ECT-based AI DeepLearning Evaluation for Determination of Surface Layer Properties

Presentation Description

In the trend towards resource conservation, lightweight construction, and electromobility, there are increasing demands on the material properties and quality of critical components, in addition to the requirement for error-free production. Besides fatigue strength, a stress-oriented heat treatment of the surface layers of functional surfaces must ensure that components withstand high static and dynamic loads. The process-integrated, necessarily non-destructive AI based determination of surface layer properties, such as surface hardness and case hardening depth, is becoming increasingly important in quality assurance outside the laboratory.

An initial application is the testing of constant velocity joints, whose shafts in electric cars are now subjected to much greater loads than those known from internal combustion engines. Traditional sampling methods (destructive laboratory preparation for hardness depth determination) are reaching their limits, which an efficient 100% inline non-destructive method can overcome.

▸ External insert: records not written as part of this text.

PR #1889, opened 2020-07-24
Update all call-sites to ensure ResourceRefs use cluster.

absoludity:

### Description of the change

Follows on from #1886, updating ResourceRefs to include the cluster (in the constructor as a required arg) then updating all the call-sites to use it (mainly in tests, other than AppView and OperatorInstance (which uses fromCRD)).

It was a pain to audit because the typechecker can't find everything, as the 3rd arg is an optional string. Anyway, I think I've audited all call-sites now.

This is slightly different to how I did the change in the demo branch, and has the benefit that the resource refs just calculate multicluster URLs once created, so users of the objects don't need to care.

### Benefits

Required for multicluster support.

### Possible drawbacks

Danger of missing a call-site.

### Applicable issues

Ref: #1762

### DIFF
--- a/dashboard/src/shared/ResourceRef.ts
+++ b/dashboard/src/shared/ResourceRef.ts
@@ -5,6 +5,7 @@ import { IClusterServiceVersionCRDResource, IK8sList, IResource } from "./types"
 
 export function fromCRD(
   r: IClusterServiceVersionCRDResource,
+  cluster: string,
   namespace: string,
   ownerReference: any,
 ) {
@@ -17,7 +18,7 @@ export function fromCRD(
   // TODO(andresmgot): This won't work for new resource types, we would need to dinamically
   // resolve those
   const resourceNamespace = r.kind.startsWith("Cluster") ? "" : namespace;
-  return new ResourceRef(resource, resourceNamespace, {
+  return new ResourceRef(resource, cluster, resourceNamespace, {
     metadata: { ownerReferences: [ownerReference] },
   });
 }
@@ -25,6 +26,7 @@ export function fromCRD(
 // ResourceRef defines a reference to a namespaced Kubernetes API Object and
 // provides helpers to retrieve the resource URL
 class ResourceRef {
+  public cluster: string;
   public apiVersion: string;
   public kind: ResourceKind;
   public name: string;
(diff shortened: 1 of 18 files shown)


dashboard/src/shared/ResourceRef.ts
```diff
@@ -33,9 +35,8 @@ class ResourceRef {
 
   // Creates a new ResourceRef instance from an existing IResource. Provide
   // defaultNamespace to set if the IResource doesn't specify a namespace.
-  // TODO: add support for cluster-scoped resources, or add a ClusterResourceRef
-  // class.
-  constructor(r: IResource, defaultNamespace?: string, defaultFilter?: any) {
+  constructor(r: IResource, cluster: string, defaultNamespace?: string, defaultFilter?: any) {
```
andresmgot, line 38: for the maintainability of this I would:

 - Make the `defaultNamespace` mandatory. It's easier to understand calls like `new ResourceRef({}, "cluster-a", namespace)`. Also you would notice if you are missing the cluster in some call.
 - Remove the `defaultFilter` param. AFAIK, it's only used in the function `fromCRD` above. You can move it to a setter.

absoludity: > for the maintainability of this I would:

These are both not things I changed, but always keen to improve things...

> 
>     * Make the `defaultNamespace` mandatory. It's easier to understand calls like `new ResourceRef({}, "cluster-a", namespace)`. Also you would notice if you are missing the cluster in some call.

It's not clear to me why we even have this arg... the docstring says in case an IResource doesn't have a namespace, but it's a required field on IResource. I think we are only ever showing namespaced resources? Smells either like a hack to work-around bad input, or old cruft that hasn't been removed? Let me know, but either way I'm keen to change that in a separate branch and move forward here.


> 
>     * Remove the `defaultFilter` param. AFAIK, it's only used in the function `fromCRD` above. You can move it to a setter.

+1. It's a public field, so just set it in `fromCRD`.

andresmgot: > It's not clear to me why we even have this arg... the docstring says in case an IResource doesn't have a namespace, but it's a required field on IResource. I think we are only ever showing namespaced resources? Smells either like a hack to work-around bad input, or old cruft that hasn't been removed? Let me know, but either way I'm keen to change that in a separate branch and move forward here.

This parameter is needed because we parse the manifests installed by helm to retrieve the different resources. With helm, it's not necessary to set the namespace. If a resource doesn't have a namespace, it's installed in the namespace of the release.

absoludity: Thanks for the explanation. That being the case, it seems odd to require it as a default even if it's not necessary (rather than just leaving it as an optional default). But I'll take a closer look.

PR #1892, opened 2020-07-24
Chart View v2 and other minor changes

andresmgot:
### Description of the change

Adapted version of the ChartView:

Peek 2020-07-24 16-01

Other minor changes I fixed along the way:
 - I gathered all the icons import to the `clarity` wrapper so we don't need to add them in every component.
 - Added an icon to the AppList "Deploy" button, to match the one in the ChartView.
 - Refactored the "left-menu" style so it can be reused in different componetns.

### Applicable issues

  - #1354


andresmgot:
> Not sure, but did you perhaps push the changes to the deploymentform here by mistake? Looks like a different PR. +1'd though.

Yep, things that happen the last minute of a Friday :)

PR #1897, opened 2020-07-28
Do not allow app repo listing for other clusterss.

absoludity:
### Description of the change

Ensures that if a user navigates to an additional cluster while viewing the config for app repos, or visits the config with the additional cluster already selected, that an informative message is displayed regarding their options:

apprepos-default-only

### Benefits

We don't leave people not knowing why app repos aren't working for additional clusters.

### Applicable issues

Follows #1893 Ref: #1762

### Additional information

The next PR will ensure that an `--insecure` flag is passed before accepting additional clusters without CAData, as well as fixing the issue when CAData is provided and calls fail.

### DIFF
--- a/dashboard/src/components/Config/AppRepoList/AppRepoList.test.tsx
+++ b/dashboard/src/components/Config/AppRepoList/AppRepoList.test.tsx
@@ -1,6 +1,7 @@
 import { shallow } from "enzyme";
 import * as React from "react";
 
+import { MessageAlert } from "components/ErrorAlert";
 import AppRepoList from "./AppRepoList";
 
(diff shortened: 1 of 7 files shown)


andresmgot:
I remember doing a comment in this PR regarding the message but I cannot find it. Did I forgot to send it or it was lost in Github?

absoludity:
I never saw one, nor does my email client record any message other than the approval. Happy to update it though?

andresmgot:
oh, I guess I misclicked. My comment was to try to make the message shorter (the second paragraph is too detailed?) and include a button to redirect to the global namespace in the default cluster (which is the one that affects other clusters).

PR #4236, opened 2022-02-04
Add same workaround to show repo in flux

### LINKED ISSUE #4231: [fluxv2] Tag HelmRepository name in Catalog
### Description:

I am planing to use only fluxv2 plugin.
I have two different Airflow chart in two different `HelmRepository`(let's say one for prod, one for dev).
Is it possible to show `HelmRepository` name which chart is coming from which?
Just like helm plugin that shows the name of the repo.

스크린샷 2022-02-03 오후 10 35 24

Is there any option that I missed to enable this feature?
Please guide me if so.

I really appreciate your effort!

antgamdia:
### Description of the change

This simple PR just adds the same workaround to get the repository for those packages coming from the flux plugin.
Until we came up with a better solution, I think it solves the short-term problem for some users.

### Benefits

Repo will be displayed in pkgs from Fluxv2

### Possible drawbacks

It's just a short-term solution, but so was the Helm one as well.

### Applicable issues

- fixes #4231

### Additional information

image

### DIFF
--- a/dashboard/src/components/Catalog/PackageCatalogItem.tsx
+++ b/dashboard/src/components/Catalog/PackageCatalogItem.tsx
@@ -23,11 +23,8 @@ export default function PackageCatalogItem(props: IPackageCatalogItem) {
 
   // Get the pkg repository for the plugins that have one.
   switch (availablePackageSummary.availablePackageRef?.plugin?.name) {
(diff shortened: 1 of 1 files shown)


absoludity (approved):
Sweet, thanks Antonio.

Issue #4119, opened 2022-01-19
httpclient library SetClientTLS cleanup + unit tests


gfichtenholt:
Documenting leftover items for flux plugin per Pepe's request so we can prioritize it against other work

This is a (small) leftover item from #3899
I had to enhance some functionality in our httpclient library: 
https://github.com/kubeapps/kubeapps/blob/master/pkg/http-client/httpclient.go
to do with adding new ways to use TLS config. It was done in a hurry because I was rushing to get a much larger change merged. Now is a good time to go back and clean up a couple of items:
1) fix up https://github.com/kubeapps/kubeapps/blob/50d979f26975c54d953e36edffd2fcf2a36a21e8/pkg/http-client/httpclient.go#L138 to fix up the  func signature to be cleaner (marked by a TODO comment)
2) add unit tests for new functionality

Issue #4112, opened 2022-01-19
flux plugin: switch to using flux native data types instead of unstructured 


gfichtenholt:
Documenting leftover items for flux plugin per Pepe's request so we can prioritize it against other work

This is a leftover item from #3899

@antgamdia  said:
Not now, but perhaps we can use the typed struct instead of dealing with the unstructured data directly (as I'm doing in the kapp plugin).

This has been on my TODO list for a while. To be clear. The benefit to end user is none. But the benefit to developers/maintainers of this code is huge. Code based on unstructured types is difficult to work with/maintain and is error prone. Not to mention very verbose. 
Ideally, I'd want to switch to use APIs like https://github.com/fluxcd/source-controller/tree/main/api/v1beta1 which should make the code much more concise and easier to read.

antgamdia:
Totally agree, there is no direct user-faced benefit, but from a developer pov, the difference is huge. For the record, find below a screenshot comparing the two approaches:

![image](https://user-images.githubusercontent.com/11535726/150106058-f8becc07-191b-4eff-bfeb-9c03034d7451.png)

gfichtenholt:
Just FYI, I did see what Antonio did with kapp_controller and I am hoping to take things a bit further and least in flux plugin. In kapp_controller there are constant conversions from unstructured to typed (`runtime.DefaultUnstructuredConverter.FromUnstructured`) and back (`runtime.DefaultUnstructuredConverter.ToUnstructured`)  due to having to work with `dynamic.Interface` behind the scenes to access server resources. dynamic.Interface forces one to use unstructured, therefore constant back and forth. Yes, what is there now a reasonable first step. But, for flux, I am hoping to eventually get rid of dependency on `dynamic.Interface` in production code and tests and replace it with something like https://pkg.go.dev/sigs.k8s.io/controller-runtime@v0.11.0/pkg/client#Client which will let me work with typed objects all the way from server to caller and back. This is a bit of work though. A lot of existing code (production and tests) will need to be refactored, but I feel it's worth the effort.

absoludity:
Excellent, that'd be great to be able to use a typed client without having to use the same client-go version as the upstream go lib (carvel/flux - that was what stopped us initially using the typed client for carvel, from memory, needing to update our own go.mod deps to match their version).

gfichtenholt:
still work to do...

PR #4238, opened 2022-02-05
fix for httpclient library SetClientTLS cleanup + unit tests #4119 & finish  flux plugin: switch to using flux native data types instead of unstructured #4112 

gfichtenholt:
plus a couple of un-related minor TODO clean up items in flux plugin unit tests leftover from previous PRs.
Update: had some extra time while CI was being repaired so I also finished the remainder of  flux plugin: switch to using flux native data types instead of unstructured #4112


cmd/kubeapps-apis/plugins/fluxv2/packages/v1alpha1/release.go
```diff
@@ -68,6 +68,13 @@ func (s *Server) listReleasesInCluster(ctx context.Context, namespace string) ([
 		return nil, err
 	}
 
+	// TODO (gfichtenholt)
+	// 1) we need to make sure that .List() always returns results in the
+	// same order, otherwise pagination is broken (duplicates maybe returned and some entries
+	// missing).
```
absoludity, line 74: I'm still not clear on this: isn't your point (1) fixed by point (2)? That is, AIUI, if we update to pass the token used for pagination from the k8s api server, then we shouldn't be getting any duplicates or missing entries even when there is churn on the data level (ie. new HelmReleases or deleted ones).

Ah, or is the issue that the plugin is currently fetching all the objects and then returning just a subset for the paginated results of our server (in which case, we won't have the snapshot consistency, since each request to the kubeapps API will be getting results from a different snapshot?

cmd/kubeapps-apis/plugins/fluxv2/packages/v1alpha1/release_test.go
```diff
@@ -329,14 +250,144 @@ func TestGetInstalledPackageSummaries(t *testing.T) {
...
 				t.Errorf("there were unfulfilled expectations: %s", err)
 			}
 		})
 	}
 }
 
+func TestGetInstalledPackageSummariesWithPagination(t *testing.T) {
+	// one big test case that can't really be broken down to smaller cases because
+	// the tests aren't independent/idempotent: there is state that needs to be
+	// kept track from one call to the next
```
absoludity, line 263: Yep, makes sense, and the test itself is nice and clear.

pkg/http-client/httpclient_test.go
```diff
@@ -102,6 +111,31 @@ func TestSetClientTls(t *testing.T) {
...
+		if resp.StatusCode != 200 {
+			t.Fatalf("expected OK, got: %d", resp.StatusCode)
+		}
+
+		payload, err := ioutil.ReadAll(resp.Body)
+		if err != nil {
+			t.Fatal(err)
+		} else if got, want := payload, expectedPayload; !cmp.Equal(got, want) {
+			t.Errorf("mismatch (-want +got):\n%s", cmp.Diff(want, got))
+		}
```
absoludity, line 138: Nice, testing the actual server configured with the TLS.

absoludity (approved):
Excellent, thanks Greg.

PR #4243, opened 2022-02-07
E2e tests

castelblanque:
### Description of the change

This PR tries to fix problems with CI E2E tests in both local Kind and GKE environments.
It adds some logging of the parameters used in the `e2e-test.sh script`.
One of the problems was in resources created by test `03` being unable to have images pulled due to a `401 Unauthorized` error. Now the existing Docker credentials are used, but still the secret is created in the test.

More comments below.

### Benefits

E2E tests should pass successfully now in both local Kind and GKE.

### Possible drawbacks

No one knows what is the next surprise with E2E tests...

### Applicable issues

- Related to #2898

PR #4246, opened 2022-02-08
CI: Don't overwrite `/app/reports` directory with html reporter.

absoludity:

### Description of the change

This PR doesn't fix any failing tests (see Rafa's #4243 for that), but rather solves an issue of the disappearing local screenshots and videos.

In the end, it was simply that the 1.0.0 image had the html reporter enabled and set to write to the *same* directory as the test reports. Turns out the reporter *overwrites* the directory. So the screenshots and videos were being written and saved, then at the end the html report was generated and overwrote the directory.

This doesn't happen by default, because the [default output directory used for automatic screenshots etc. is `test-results`](https://playwright.dev/docs/test-configuration#automatic-screenshots) and the [default output for the html reporter is `playwright-report`](https://playwright.dev/docs/test-reporters#html-reporter). But on the 1.0.0 image, both were set to the same `reports/`.

I've enabled the reporter, assuming that is the intention given it's enabled on the 1.0.0 image (though I noticed it's commented out on the 1.0.1 image, but perhaps it was for this reason). I'll let you push the 1.0.2 image if you approve Rafa.

### Benefits

We can view the screenshots and videos as well as the html report.

### Possible drawbacks

None.

### Applicable issues

- fixes #

### Additional information

How did I find the cause? I wrote a new test which created explicit screenshots to different paths, and noted that even then, all would be written fine except the ones I added to the `/app/reports` directory, which were missing. I then touched some files in that directory and re-ran my test, noting that those files disappeared when the test ran, so something was wiping the directory clean. Then it was just figuring out what was causing it.

### DIFF
--- a/docs/developer/end-to-end-tests.md
+++ b/docs/developer/end-to-end-tests.md
@@ -72,7 +72,7 @@ kubectl apply -f manifests/executor.yaml
 pod=$(kubectl get po -l run=integration -o jsonpath="{.items[0].metadata.name}")
 
 # Copy latest tests
-kubectl cp ./use-cases ${pod}:/app/
+kubectl cp ./tests ${pod}:/app/
 
 # If you also modify the test configuration, you will need to update the files
 # for f in *.js; do   kubectl cp "./${f}" "${pod}:/app/"; done
--- a/integration/playwright.config.js
+++ b/integration/playwright.config.js
@@ -25,7 +25,7 @@ const config = {
       use: { ...devices["Desktop Chrome"] },
     },
   ],
-  //reporter: [ ['list'], ['html', { open: 'never', outputFolder: 'reports/' }] ],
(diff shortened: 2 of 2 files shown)


castelblanque:
Awesome Michael, thanks!

> I noticed it's commented out on the 1.0.1 image

Yeah, don't remember very well, but I disabled it due to causing some problems. Hadn't had the time to properly tackle it.

castelblanque:
BTW if we want the HTML report in CircleCI we should add the `integration/reports-html` in the step of storing artifacts. [Here](https://github.com/kubeapps/kubeapps/blob/main/.circleci/config.yml#L584) and [here](https://github.com/kubeapps/kubeapps/blob/main/.circleci/config.yml#L549).

castelblanque:
> I'll let you push the 1.0.2 image if you approve

Oki, will do.

castelblanque (approved):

For ferromagnetic components, the resulting eddy current signals reflect the physical material properties of the steel, such as electrical conductivity and magnetic properties. These are directly related to the mechanical-technological material properties. Through a multi-frequency testing (iPMFT) with simultaneous harmonic analysis (iSHA), the measurement effects can be separated, and by automatically varying the test frequency, additional information from different surface layer depths can be obtained. A subsequent deep learning AI evaluation provides reliable predictions of surface hardness and the achieved case hardening depth.

Short Course Description

Biography

Wolfgang Korpus is CTO of ibg NDT Technology Group. In the 1990s, Mr. Korpus started his career with a large German steel group, later changing focus to manufacturing technical capital equipment. Advancement resulted in Mr. Korpus named Managing Director, in 2010, of ibg Germany and in 2016, CEO for ibg Group. Today as CTO, Mr. Korpus is overseeing technology development in fields like AI and modern ECT for component testing. Most importantly, Mr. Korpus is a family man. He is married and has one child, a son. Mr. Korpus has a degree in electrical engineering and a Level III ECT.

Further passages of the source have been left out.